*BRIEF*
Every line of the records counts; transcribe each one exactly.

*INFORMATION*
PR #628, opened 2019-08-19
WIP: load agg_curves visualizing curves corresponding to multiple tag values

ptormene:
Fixes https://github.com/gem/oq-irmt-qgis/issues/616

This already works for agg_curves-stats and agg_curves-rlzs, but the changes broke other loaders, that I am still fixing.

The functionality to export the visualized curves as csv also still needs to be fixed, but I would prefer to work on it after we agree if this approach is better with respect to the one implemented in the `ebrisk` branch


ptormene:
I have fixed what was broken for the other outputs, and the exporting functionalities. In case of exporting data for multiple tag values, the export could be improved.
I am still fixing synchronization issues in tests, especially with respect to tests for recovery modeling with various settings for parameters.

ptormene:
TODO:
[ ] for ebrisk agg_curves-rlzs I should have one monoselect combobox per tag

ptormene:
Also fixes https://github.com/gem/oq-irmt-qgis/issues/423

*YOUR SOLUTION*
PR #628, opened 2019-08-19
WIP: load agg_curves visualizing curves corresponding to multiple tag values

ptormene:
Fixes https://github.com/gem/oq-irmt-qgis/issues/616

This already works for agg_curves-stats and agg_curves-rlzs, but the changes broke other loaders, that I am still fixing.

The functionality to export the visualized curves as csv also still needs to be fixed, but I would prefer to work on it after we agree if this approach is better with respect to the one implemented in the `ebrisk` branch


ptormene:
I have fixed what was broken for the other outputs, and the exporting functionalities. In case of exporting data for multiple tag values, the export could be improved.
I am still fixing synchronization issues in tests, especially with respect to tests for recovery modeling with various settings for parameters.

ptormene:
TODO:
[ ] for ebrisk agg_curves-rlzs I should have one monoselect combobox per tag

ptormene:
Also fixes https://github.com/gem/oq-irmt-qgis/issues/423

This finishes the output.